What is expected.
Every line of the data is to be transcribed as it stands.

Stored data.

PR #7249, opened 2017-07-24
[FIX] Allow preprocessors to use module unification dir structure

rtablada:
Currently using the MODULE_UNIFICATION flag works for traditional CSS files, but there was a hardcoded reference to `/app/styles` when instantiating preprocessors.

I have tested this with a new module unification app with sass stylesheets in:

* app/styles/app.scss
* src/ui/styles/app.scss

This may not solve all issues as there was an existing TODO in the file noting a needed fix for CSS preprocessing with module unification, but this is a first stab and gets `ember-cli-sass` to compile correctly.

### DIFF
--- a/lib/broccoli/ember-app.js
+++ b/lib/broccoli/ember-app.js
@@ -904,7 +904,11 @@ class EmberApp {
 
     // TODO: This isn't quite correct (but it does function properly in most cases),
     // and should be re-evaluated before enabling the `MODULE_UNIFICATION` feature
-    this._srcAfterStylePreprocessing = preprocessCss(srcAfterPreprocessTreeHook, '/src/ui/styles', '/assets', options);
+    let srcStylesPath = this._resolveLocal('src/ui/styles');
+
+    if (existsSync(srcStylesPath)) {
+      this._srcAfterStylePreprocessing = preprocessCss(srcAfterPreprocessTreeHook, '/src/ui/styles', '/assets', options);
+    }
 
     let srcAfterTemplatePreprocessing = preprocessTemplates(srcAfterPreprocessTreeHook, {
       registry: this.registry,
--- a/lib/broccoli/ember-app.js
+++ b/lib/broccoli/ember-app.js
@@ -1397,11 +1397,21 @@ class EmberApp {
         throw new SilentError(`Style file cannot have the name of the application - ${this.name}`);
       }
 
+      let directory = '/app/styles';
+
+      if (experiments.MODULE_UNIFICATION) {
+        let srcStylesPath = this._resolveLocal('src/ui/styles');
+
+        if (existsSync(srcStylesPath)) {
+          directory = '/src/ui/styles';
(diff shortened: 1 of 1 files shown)


lib/broccoli/ember-app.js
```diff
@@ -904,7 +904,11 @@ class EmberApp {
 
     // TODO: This isn't quite correct (but it does function properly in most cases),
     // and should be re-evaluated before enabling the `MODULE_UNIFICATION` feature
-    this._srcAfterStylePreprocessing = preprocessCss(srcAfterPreprocessTreeHook, '/src/ui/styles', '/assets', options);
+    let srcStylesPath = this._resolveLocal('src/ui/styles');
+
+    if (existsSync(srcStylesPath)) {
+      this._srcAfterStylePreprocessing = preprocessCss(srcAfterPreprocessTreeHook, '/src/ui/styles', '/assets', options);
```
rwjblue: I'm unsure about this exists check. The check prevents some currently supported use cases (e.g. having src/ui/styles/app.scss auto-generated by an earlier preprocessor). 

Can you explain what this change accomplishes (independent of the other change)?

lib/broccoli/ember-app.js
```diff
@@ -1397,11 +1401,21 @@ class EmberApp {
         throw new SilentError(`Style file cannot have the name of the application - ${this.name}`);
       }
 
+      let directory = '/app/styles';
+
+      if (experiments.MODULE_UNIFICATION) {
```
rwjblue: This doesn't seem quite correct to me. We don't want to confuse the existing `this.trees.styles` with module unification at all. As written, when ember-cli itself supports module unification, we would no longer support app/styles, which seems bad...

What are you shooting for here?

lib/broccoli/ember-app.js
rtablada: With an app that is partially still using some folders in the app directory, a build with preprocessing in the `app/styles` directory (possibly limited by addon trees support at the time) fails without this check.

I'd definitely be interested in a better way to check this rather exists. I brought this in looking at the logic in the existing `_initOptions` method.

lib/broccoli/ember-app.js
rtablada: This is the main piece of code required to support preprocessor support within the `src/ui/styles` directory.

Without this check passing in the styles directory tree path the preprocessors (at least when tested with sass) would get `app/styles` hardcoded.

The `if` statements here are to check that module unification is enabled and that the current project has styles located in the `/src/ui/styles` directory (adopted logic from the `_initOptions` method).

rtablada:
@rwjblue left feedback to your two comments, I'm working up a quick repo to show directory use cases and failures of each edgecase that I accounted for (you will likely spot more).

rtablada:
:wat: This morning this exact example was breaking. I'm closing until I am able to reproduce.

Exercise result.
PR #7249, opened 2017-07-24
[FIX] Allow preprocessors to use module unification dir structure

rtablada:
Currently using the MODULE_UNIFICATION flag works for traditional CSS files, but there was a hardcoded reference to `/app/styles` when instantiating preprocessors.

I have tested this with a new module unification app with sass stylesheets in:

* app/styles/app.scss
* src/ui/styles/app.scss

This may not solve all issues as there was an existing TODO in the file noting a needed fix for CSS preprocessing with module unification, but this is a first stab and gets `ember-cli-sass` to compile correctly.

### DIFF
--- a/lib/broccoli/ember-app.js
+++ b/lib/broccoli/ember-app.js
@@ -904,7 +904,11 @@ class EmberApp {
 
     // TODO: This isn't quite correct (but it does function properly in most cases),
     // and should be re-evaluated before enabling the `MODULE_UNIFICATION` feature
-    this._srcAfterStylePreprocessing = preprocessCss(srcAfterPreprocessTreeHook, '/src/ui/styles', '/assets', options);
+    let srcStylesPath = this._resolveLocal('src/ui/styles');
+
+    if (existsSync(srcStylesPath)) {
+      this._srcAfterStylePreprocessing = preprocessCss(srcAfterPreprocessTreeHook, '/src/ui/styles', '/assets', options);
+    }
 
     let srcAfterTemplatePreprocessing = preprocessTemplates(srcAfterPreprocessTreeHook, {
       registry: this.registry,
--- a/lib/broccoli/ember-app.js
+++ b/lib/broccoli/ember-app.js
@@ -1397,11 +1397,21 @@ class EmberApp {
         throw new SilentError(`Style file cannot have the name of the application - ${this.name}`);
       }
 
+      let directory = '/app/styles';
+
+      if (experiments.MODULE_UNIFICATION) {
+        let srcStylesPath = this._resolveLocal('src/ui/styles');
+
+        if (existsSync(srcStylesPath)) {
+          directory = '/src/ui/styles';
(diff shortened: 1 of 1 files shown)


lib/broccoli/ember-app.js
```diff
@@ -904,7 +904,11 @@ class EmberApp {
 
     // TODO: This isn't quite correct (but it does function properly in most cases),
     // and should be re-evaluated before enabling the `MODULE_UNIFICATION` feature
-    this._srcAfterStylePreprocessing = preprocessCss(srcAfterPreprocessTreeHook, '/src/ui/styles', '/assets', options);
+    let srcStylesPath = this._resolveLocal('src/ui/styles');
+
+    if (existsSync(srcStylesPath)) {
+      this._srcAfterStylePreprocessing = preprocessCss(srcAfterPreprocessTreeHook, '/src/ui/styles', '/assets', options);
```
rwjblue: I'm unsure about this exists check. The check prevents some currently supported use cases (e.g. having src/ui/styles/app.scss auto-generated by an earlier preprocessor). 

Can you explain what this change accomplishes (independent of the other change)?

lib/broccoli/ember-app.js
```diff
@@ -1397,11 +1401,21 @@ class EmberApp {
         throw new SilentError(`Style file cannot have the name of the application - ${this.name}`);
       }
 
+      let directory = '/app/styles';
+
+      if (experiments.MODULE_UNIFICATION) {
```
rwjblue: This doesn't seem quite correct to me. We don't want to confuse the existing `this.trees.styles` with module unification at all. As written, when ember-cli itself supports module unification, we would no longer support app/styles, which seems bad...

What are you shooting for here?

lib/broccoli/ember-app.js
rtablada: With an app that is partially still using some folders in the app directory, a build with preprocessing in the `app/styles` directory (possibly limited by addon trees support at the time) fails without this check.

I'd definitely be interested in a better way to check this rather exists. I brought this in looking at the logic in the existing `_initOptions` method.

lib/broccoli/ember-app.js
rtablada: This is the main piece of code required to support preprocessor support within the `src/ui/styles` directory.

Without this check passing in the styles directory tree path the preprocessors (at least when tested with sass) would get `app/styles` hardcoded.

The `if` statements here are to check that module unification is enabled and that the current project has styles located in the `/src/ui/styles` directory (adopted logic from the `_initOptions` method).

rtablada:
@rwjblue left feedback to your two comments, I'm working up a quick repo to show directory use cases and failures of each edgecase that I accounted for (you will likely spot more).

rtablada:
:wat: This morning this exact example was breaking. I'm closing until I am able to reproduce.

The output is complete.